> _YOUR OBJECTIVE_
An exact copy is needed of each line from the one including "--- a/pkg/flux/flux.go" through the last line of the entries, both ends counted, with nothing added.

> _DATA FOR THIS EXERCISE_
PR #332, opened 2021-11-22
Add id to promoCode response object

igregson:
This is needed for the frontend to use some of the promo-code endpoints.

For context, see: 

- https://github.com/azurestandard/beehive/pull/5884#issuecomment-974141741
- https://github.com/azurestandard/beehive/pull/5884#issuecomment-974258070


tommckennon (approved):
Approved

PR #333, opened 2021-12-13
Add piece meta links to product api.

tommckennon:


tommckennon:
@davidmcatee-azure , I figured I would give this new inline product property a more descriptive name (pieceMetaLinks) in case we want to add any other product links in the future, and the front-end will know exactly what type of links they are. If no, just name it links?

tommckennon:
@davidmcatee-azure , I added the inline rule to this new property's description. I noticed its left out of the allergens description. Probably should add that to the allergens description, correct?

davidmcatee-azure:
> @davidmcatee-azure , I figured I would give this new inline product property a more descriptive name (pieceMetaLinks) in case we want to add any other product links in the future, and the front-end will know exactly what type of links they are. If no, just name it links?

I would just name it links. As far as the API is concerned, there is no such thing as a piece meta. It is abstracted and called a "product", so "pieceMetaLinks" is no more descriptive than "links" since it is on the product JSON.

davidmcatee-azure:
> Probably should add that to the allergens description, correct?

Correct.

tommckennon:
Thanks @davidmcatee-azure for answering those questions. You can provide review these spec changes when you're free.

spec.json
```diff
@@ -11122,6 +11122,14 @@
               "$ref": "#/components/schemas/vendor"
             }
           },
+          "links": {
+            "description": "The links of this product. This will only be included if the `inline` query parameter includes `links`.",
+            "type": "array",
+            "items": {
+              "url": "string",
+              "title": "string"
+            }
```
davidmcatee-azure, line 11131: This doesn't appear to be the correct format. Redoc shows it like this:

https://deploy-preview-333--azure-api-docs.netlify.app/#operation/findProducts

image

I think it should say "array of object" and then be expandable to show the properties.

tommckennon: Right. It needs to be an array of `Links`. I added a link object to the schemas section for that purpose of having link type to reference here now. Hopefully its an appropriate spot in the schemas section based on what type of object it is.

tommckennon: Pushed the `Link` schema object with required field of url since title is optional.

spec.json
```diff
@@ -13255,6 +13262,28 @@
...
         ]
       },
+      "link": {
+        "description": "A URL link.",
+        "type": "object",
+        "properties": {
+          "id": {
+            "type": "integer",
+            "format": "int64"
+          },
```
davidmcatee-azure: I don't think including the `id` is necessary since there is nothing that can be done with it.

tommckennon: Yup. Sorry. Just removed.

davidmcatee-azure (approved):

PR #335, opened 2022-02-15
Add `replace` query param to promo code POST

igregson:
Updates the spec for changes made here: https://github.com/azurestandard/beehive/pull/5884#issuecomment-1039707758

### DIFF
--- a/spec.json
+++ b/spec.json
@@ -6356,7 +6356,18 @@
           },
           "description": "Order Promo Code to add.",
           "required": true
-        }
+        },
+        "description": "Adds a promo code to an order. Can also be used to replace an order's existing promo code.",
+        "parameters": [
+          {
+            "schema": {
+              "type": "boolean"
+            },
+            "in": "query",
+            "name": "replace",
+            "description": "Used for replacing the order's promo code with the one passed in the request."
+          }
+        ]
       }
     },
     "/order-promo-code/{id}": {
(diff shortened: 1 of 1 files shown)


spec.json
```diff
@@ -6356,7 +6356,18 @@
           },
           "description": "Order Promo Code to add.",
           "required": true
-        }
+        },
+        "description": "Adds a promo code to an order. Can also be used to replace an order's existing promo code.",
```
tommckennon, line 6360: Why is this parent description property here? It seems like it would just be needed as it is defined within the "replace" parameter's description (i.e. it seems it doesn't need it described here too).

spec.json
```diff
@@ -6356,7 +6356,18 @@
...
+        "parameters": [
+          {
+            "schema": {
```
tommckennon, line 6363: For consistency, I always see the `name` property at top and the `schema` property at the bottom of each parameter.

spec.json
igregson: Here's how these are used by Redoc:

CleanShot 2022-02-16 at 15 28 39@2x

(https://deploy-preview-335--azure-api-docs.netlify.app/#operation/addOrderPromoCode)

spec.json
igregson: I create this PR via Stoplight Studio (https://github.com/azurestandard/api-spec#stoplight-studio), I didn't manually create any of the sorting or anything (so the way the items are sorted was done by Stoplight Studio). When we adopted our workflow for utilizing Stoplight Studio a big part of the motivation was to prevent having to work with raw JSON. Given that, I'd prefer to keep the ordering as it creates it, unless there's a strong argument against this.

tommckennon (approved):

davidmcatee-azure (approved):

PR #743, opened 2021-09-08
Fix non-deterministic behavior between `npm i` and `npm ci`

jpellizzari:
There was an issue where `npm ci` seemed to not run `force-resolutions` as expected. This change makes it explicitly called in the `make all` target.

`force-resolutions` is used to avoid security vulnerabilities in our JS third-party packages.


josecordaz (approved):
LGTM

PR #749, opened 2021-09-09
Show git diff after running make all on release workflow instead

josecordaz:
Closes: 

**What changed?**
Added `git diff` to release workflow

**Why?**
To help on debugging. Initially GoReleaser was failing because we had a bad dirty state due to NPM modules being updated during the build.

**How did you test it?**

**Release notes**

**Documentation Changes**

### DIFF
--- a/.github/workflows/release.yaml
+++ b/.github/workflows/release.yaml
@@ -26,7 +26,9 @@ jobs:
           echo "BRANCH=$(git rev-parse --abbrev-ref HEAD)" >> $GITHUB_ENV
           echo "FLUX_VERSION=$($(pwd)/tools/bin/stoml $(pwd)/tools/dependencies.toml flux.version)" >> $GITHUB_ENV
       - name: "Make All"
-        run: make all
+        run: |
+          make all
+          git --no-pager diff
       - name: Run GoReleaser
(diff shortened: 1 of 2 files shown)


.github/workflows/release.yaml
```diff
@@ -26,7 +26,9 @@ jobs:
           echo "BRANCH=$(git rev-parse --abbrev-ref HEAD)" >> $GITHUB_ENV
           echo "FLUX_VERSION=$($(pwd)/tools/bin/stoml $(pwd)/tools/dependencies.toml flux.version)" >> $GITHUB_ENV
       - name: "Make All"
-        run: make all
+        run: |
+          make all
```
jpellizzari, line 30: How about splitting this into a separate step? That way its easier to tell which command fails.

jpellizzari (approved):
LGTM, but we should include the historical context of why this was changed. In this specific case @palemtnrider found the PR but it didn't contain any details.

Something like:
`GoReleaser was failing because we had a bad dirty state due to NPM modules being updated during the build`

Remember, we are writing messages to our future selves with these PR comments.

jpellizzari (approved):

Issue #616, opened 2021-08-17
WeGO fails to reconcile when folder containing app manifests is deleted


rokshana-b:
**Describe the bug**
WeGO fails to delete apps running inside containers after the folder containing the app manifest files is deleted from the git repository. Once an app is added with `--path` field specified, WeGO relies on the specified folder to exist in order to continue **"gitopsing"**. If the all the files in the folder are deleted, github automatically deletes the folder. This confuses WeGO since the directory specified during `wego app add` no longer exists. Please look at the **Steps To Reproduce** section for more clarity.

**Environment**
 - wego: v0.2.2

**To Reproduce**
1. Create a git repo and save all the app manifest files in a sub-directory (do not save files at the root)
1. Have a cluster up and running
2. Install wego components by running `wego gitops install`
3. Run `wego app add . --path=<path-to-sub-directory> --auto-merge=true`
4. See app get added and containers being created (Run `kubectl get pods -A`)
5. Delete all manifest files from the sub-directory and watch the directory get removed from the git repo
6. Run `kubectl get pods -A` and see the containers still running

**Screenshots**

![image.png](https://images.zenhubusercontent.com/606389351ead0c83798a9a73/0e516d00-ead5-44f3-83de-4e7db411c0c2)

**Additional context**
Is this expected behavior? The `wego app status` is giving the right message but the containers still persist. If the directory no longer exists, then the containers that got created should get destroyed.

jrryjcksn:
This appears to be the following flux issue: https://github.com/fluxcd/kustomize-controller/issues/187
which they do not appear to be willing to fix. I believe we have basically three options:

1. Document that users should always maintain a manifest in each app directory
2. Write a dummy manifest into the directory ourselves at add time (maybe a config map), but that could still fail if a user removed it
3. Have a controller that watches app directories and removes matching resources if a directory goes empty

or, I guess, some combination of the three

jpellizzari:
Can we use a `.keep` file?

jpellizzari:
Consensus: Option 1 is good enough for now (document that users shouldn't delete the last thing)

PR #761, opened 2021-09-14
Deleting last manifest causes sync failure

jrryjcksn:
Closes: #616 

**What changed?**
We now add a `.keep` file to the app repository for the `--app-config-url=NONE` and `--app-config-url=<url>` cases so that removing the last app manifest does not break flux synchronization. We don't do this for `--app-config-url=""` (the config in app repo case) because the `.wego` directory performs the same function.

**Why?**
To prevent confusing failures for users that believe they are undoing an app by removing all manifests.

**How did you test it?**
Unit tests and manual tests

**Release notes**
No

**Documentation Changes**
Yes, we will need to talk about the extra pull request being made in the app repository (or extra commit in the auto-merge case)

### DIFF
--- a/pkg/services/app/add.go
+++ b/pkg/services/app/add.go
@@ -176,7 +176,7 @@ func (a *App) Add(params AddParams) error {
 
 	switch strings.ToUpper(info.Spec.ConfigURL) {
 	case string(ConfigTypeNone):
-		return a.addAppWithNoConfigRepo(info, params.DryRun, secretRef, appHash)
+		return a.addAppWithNoConfigRepo(info, params, secretRef, appHash)
 	case string(ConfigTypeUserRepo):
 		return a.addAppWithConfigInAppRepo(info, params, secretRef, appHash)
 	default:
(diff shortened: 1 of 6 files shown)


pkg/services/app/add.go
```diff
@@ -577,6 +623,21 @@ func (a *App) cloneRepo(client git.Git, url string, branch string, dryRun bool)
 	}, nil
 }
 
+const keepFileContents = `This file exists so that removing all manifests from your application will not cause
```
jpellizzari, line 626: :sparkles:

pkg/services/app/add.go
```diff
@@ -633,6 +694,59 @@ func generateResourceName(url string) string {
...
+		return nil
+	}
+
+	userRepoRef := gitproviders.NewUserRepositoryRef(a.GitProvider.GetProviderDomain(), owner, repoName)
+
+	prLink, err := a.GitProvider.CreatePullRequestToUserRepo(userRepoRef, info.Spec.Branch, pullRequestBranchName, files, utils.GetCommitMessage(), fmt.Sprintf("wego add %s", info.Name), fmt.Sprintf("Added sentinel file for %s", info.Name))
+	if err != nil {
+		return fmt.Errorf("unable to create sentinel file pull request: %w", err)
+	}
+	a.Logger.Println("Sentinel Pull Request created: %s\n", prLink.Get().WebURL)
```
jpellizzari, line 746: What does `Sentinel` mean?

pkg/services/app/add.go
```diff
@@ -633,6 +694,59 @@ func generateResourceName(url string) string {
 	return hashNameIfTooLong(strings.ReplaceAll(utils.UrlToRepoName(url), "_", "-"))
 }
 
+func (a *App) createKeepFilePullRequest(info *AppResourceInfo, cloneNeeded bool) error {
```
jpellizzari, line 697: This was a bit alarming. Can't we just add the `.keep` file to the list of files we already commit?

pkg/services/app/add_test.go
```diff
@@ -950,6 +953,356 @@ var _ = Describe("Add", func() {
...
+				gitProviders.CreatePullRequestToOrgRepoStub = func(orgRepRef gitprovider.OrgRepositoryRef, targetBranch string, newBranch string, files []gitprovider.CommitFile, commitMessage string, prTitle string, prDescription string) (gitprovider.PullRequest, error) {
+					return dummyPullRequest{}, nil
+				}
+
+				gitProviders.CreatePullRequestToUserRepoStub = func(userRepRef gitprovider.UserRepositoryRef, targetBranch string, newBranch string, files []gitprovider.CommitFile, commitMessage string, prTitle string, prDescription string) (gitprovider.PullRequest, error) {
+					return dummyPullRequest{}, nil
+				}
+			})
+
+			DescribeTable("error during keep file write is propagated", func(conf testConfig, errorExpected bool) {
```
jpellizzari, line 995: :+1: on the boatload of test cases

jpellizzari (commented):
I guess I wasn't expecting the extra PR that was needed. I would have expected this `.keep` to get added whenever all the `yamls` got added.

pkg/services/app/add.go
jrryjcksn:
```
    custodian, guard, guardian, keeper, lookout, minder, picket, sentry, warden, warder, watch, watcher, watchman
```

jrryjcksn:
> I guess I wasn't expecting the extra PR that was needed. I would have expected this `.keep` to get added whenever all the `yamls` got added.

That was why I thought Product might be interested. It's the app repo that has the problem, not the config repo. It's so a user removing all her manifests won't run into the issue. In the case where we store the config in the app repo, we're not generating an additional PR since the `.wego` directory acts as a sentinel.

pkg/services/app/add.go
jrryjcksn: Not really. The .keep file is in the app repo while the other files are in the config repo. We don't need to do this at all in the default case where the automation is stored in the _app_ repo; only in the `--app-config-url=NONE` and `--app-config-url=<url>` case.

jpellizzari:
Discussed on a call; we decided that adding extra PRs JUST to ensure users don't hit this problem was too burdensome. We will close this, document the "gotcha", and revisit after some directory structure changes (which may invalidate this anyway).

jrryjcksn:
We decided to handle this via documentation for now. It may be reopened later if the problem appears to be more common than anticipated.

Issue #757, opened 2021-09-14
Cannot use weave-gitops@v0.2.5 as a go module


foot:
**Describe the bug**

`flux` is included as a `go:embed` directive but its not included in the source archive that is `go get`'d by the go module that depends on weave-gitops: https://proxy.golang.org/github.com/weaveworks/weave-gitops/@v/v0.2.5.zip

I would guess this was introduced when flux was moved into the apiutils and so importing https://github.com/weaveworks/weave-gitops/blob/main/pkg/server/server.go now also includes `"github.com/weaveworks/weave-gitops/pkg/flux"` via apiutils in https://github.com/weaveworks/weave-gitops/pull/687 (maybe, not sure)

**Environment**

```
$ go version
go version go1.17 darwin/amd64
```

**Affects versions**

`v0.2.5`

**To Reproduce**

```bash
$ git clone https://github.com/weaveworks-gitops-test/wego-library-test
$ vim go.mod # remove the replace directive for weave-gitops
$ go build main.go
../../go/pkg/mod/github.com/weaveworks/weave-gitops@v0.2.5/pkg/flux/setup.go:11:12: pattern bin/flux: no matching files found
```

**Expected behavior**

Be able to include the `wego_server "github.com/weaveworks/weave-gitops/pkg/server"` from another project and build successfully

jpellizzari:
@foot and I discussed, and we think the best remediation will be to let consumers of the `weave-gitops` packages specify their own path to the flux binary

PR #762, opened 2021-09-14
Allow flux binary to be overridden via an environment variable at setup time

jrryjcksn:
Closes: #757 

**What changed?**
We now allow the flux binary used during `weave-gitops` setup to be specified via an environment variable so that the `weave-gitops` code can be used as a library. The flux binary is currently stored as an embedded binary which does not propagate when pulled via `go.mod`. After pulling the code as a module, setting `WEAVE_GITOPS_FLUX_BIN_PATH` to point at a flux binary will cause the referenced binary to be installed for use by weave-gitops.

**Why?**
To allow the code to be used as a library

**How did you test it?**
Unit tests

**Release notes**
No

**Documentation Changes**
No

### DIFF
--- a/pkg/flux/flux.go
+++ b/pkg/flux/flux.go
@@ -32,7 +32,7 @@ type Flux interface {
 	GetLatestStatusAllNamespaces() ([]string, error)
 }
 
-const fluxBinaryPathEnvVar = "FLUX_BIN_PATH"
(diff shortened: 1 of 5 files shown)


jpellizzari (approved):
LGTM, digging the test coverage. Added @foot as a reviewer.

> _SOLUTION TO THIS TASK_
--- a/pkg/flux/flux.go
+++ b/pkg/flux/flux.go
@@ -32,7 +32,7 @@ type Flux interface {
 	GetLatestStatusAllNamespaces() ([]string, error)
 }
 
-const fluxBinaryPathEnvVar = "FLUX_BIN_PATH"
(diff shortened: 1 of 5 files shown)


jpellizzari (approved):
LGTM, digging the test coverage. Added @foot as a reviewer.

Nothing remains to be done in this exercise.